Di tengah naiknya harga beras dan ancaman krisis pangan yang kian nyata, masyarakat Desa Nagerawe berinisiatif memproduksi pangan alternatif. Pangan alternatif tersebut adalah Gadung.

Sebagian kecil masyarakat Indonesia mengenal gadung. Namun, tidak banyak orang mengenal gadung ini. Padahal gadung adalah salah satu jenis makanan pengganti beras bila diolah secara baik dan memiliki kandungan karbohidrat tinggi.

Masyarakat Desa Nagerawe mengenal gadung sudah sejak dahulu kala. Bahkan, mereka sudah mengenal jenis makanan ini jauh sebelum Indonesia merdeka atau sebelum bangsa penjajah datang ke Indonesia. Dalam perjalanan waktu, jenis makanan ini mereka jadikan sebagai makanan alternatif di kala krisis beras.

Gadung adalah sejenis umbi. Gadung (Dioscorea hispida) adalah sejenis tumbuhan berumbi dari suku uwi-uwian (Dioscoreaceae) yang umumnya dipakai sebagai tanaman pangan (Sumber:Wikipedia).

Umbi gadung merupakan salah satu jenis tanaman umbi-umbian yang tumbuh liar di hutan-hutan, pekarangan, maupun perkebunan. Batangnya bulat, berbulu dan berduri yang tersebar di sepanjang batang dan tangkai daun.

Umbinya bulat diliputi rambut akar yang besar dan kaku, kulit umbi berwarna gading atau coklat muda, daging umbinya berwarna putih gading atau kuning. Umbinya muncul dekat permukaan tanah.

Umbi gadung merupakan salah satu sumber pangan berkarbohidrat tinggi. Gadung dapat memenuhi kebutuhan energi tubuh. Karbohidrat dalam gadung didominasi oleh pati.

Baca Juga :  Resensi Buku: Aurora dari Utara, Puisi yang Menyimpan Luka, Doa, dan Harapan

Selain memiliki kandungan karbohidrat juga mengandung racun sianida yang dapat menyebabkan keracunan dan mematikan. Sehingga perlu dilakukan beberapa proses untuk menghilangkan kandungan residu HCN atau meminimalkannya sehingga umbi gadung menjadi aman dan layak untuk dikonsumsi. Kandungan sianida 50 ppm bahan masih aman untuk dikonsumsi.

Di tengah ancaman krisis pangan dan naiknya harga beras, masyarakat Desa Nagerawe berinisiatif memproduksi gadung sebagai pangan alternatif menggantikan beras.

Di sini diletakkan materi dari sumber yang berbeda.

PR #6057, opened 2023-10-27
[analysis] Implement an array lattice

tlively:
The elements of `Array<L, N>` lattice are arrays of length `N` of elements of
`L`, compared pairwise with each other. This lattice is a concrete
implementation of what would be written L^N with pen and paper.

PR #6056, opened 2023-10-27
[analysis][NFC] Rename parameters to join and meet methods

tlively:
Since these methods, which operate on lattice elements, moved to the lattice
types, it no longer makes much sense for their parameters to be called `self`
and `other`. Rename them to `joinee` and `joiner` for joins and `meetee` and
`meeter` for meets.

PR #6058, opened 2023-10-27
[analysis] Implement a vector lattice

tlively:
The vector lattice is nearly identical to the array lattice, except that the
size of the elements is specified at runtime when the lattice object is created
rather than at compile time. The code and tests are largely copy-pasted and
fixed up from the array implementation, but there are a couple differences.
First, initializing vector elements does not need the template magic used to
initialize array elements. Second, the obvious implementations of join and meet
do not work for vectors of bools because they might be specialized to be bit
vectors, so we need workarounds for that particular case.

### DIFF
--- a/src/analysis/lattices/vector.h
+++ b/src/analysis/lattices/vector.h
@@ -47,7 +47,8 @@ template<Lattice L> struct Vector {
     return Element(size, lattice.getTop());
   }
 
-  // `a` <= `b` if their elements are pairwise <=, etc.
+  // `a` <= `b` if their elements are pairwise <=, etc. Unless we determine
+  // that there is no relation, we must check all the elements.
   LatticeComparison compare(const Element& a, const Element& b) const noexcept {
     assert(a.size() == size);
     assert(b.size() == size);
--- a/src/analysis/lattices/vector.h
+++ b/src/analysis/lattices/vector.h
@@ -14,11 +14,10 @@
  * limitations under the License.
  */
 
-#ifndef wasm_analysis_lattices_array_h
-#define wasm_analysis_lattices_array_h
+#ifndef wasm_analysis_lattices_vector_h
+#define wasm_analysis_lattices_vector_h
 
-#include <array>
-#include <utility>
+#include <vector>
 
 #include "../lattice.h"
 #include "bool.h"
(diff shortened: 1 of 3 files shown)


tlively:
* main
      * **PR #6058** <a href="https://app.graphite.dev/github/pr/WebAssembly/binaryen/6058" target="_blank">Graphite</a>  👈

This comment was auto-generated by [Graphite](https://app.graphite.dev/github/pr/WebAssembly/binaryen/6058?utm_source=stack-comment).

src/analysis/lattices/vector.h
```diff
@@ -0,0 +1,137 @@
...
+          result = LESS;
+          continue;
+        case GREATER:
+          if (result == LESS) {
+            // Cannot be both greater and less.
+            return NO_RELATION;
+          }
+          result = GREATER;
+          continue;
+      }
```
kripken, line 75: That we copy-paste this switch logic is kind of disappointing. I'd have hoped with all the template magic there would be a way to avoid duplication? The same for the functions below.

Masyarakat Desa Nagerawe sudah sejak dahulu memproduksi gadung. Jauh sebelum Indonesia merdeka, mereka sudah mengenal gadung sebagai bahan makanan alternatif. Dari dahulu hingga kini, mereka memproduksi gadung dengan cara yang tradisional. Cara pengolahan gadung secara tradisional tersebut diwariskan oleh nenek moyang mereka kepada mereka. Dan cara itu masih dipakai hingga saat ini.

Adanya gadung ini tentu membuat masyarakat di desa ini tidak sepenuhnya bergantung pada beras. Karena seperti kita ketahui bersama, per hari ini harga beras hampir di setiap kabupaten di Provinsi Nusa Tenggara (NTT) naik dan kenaikannya berviariatif.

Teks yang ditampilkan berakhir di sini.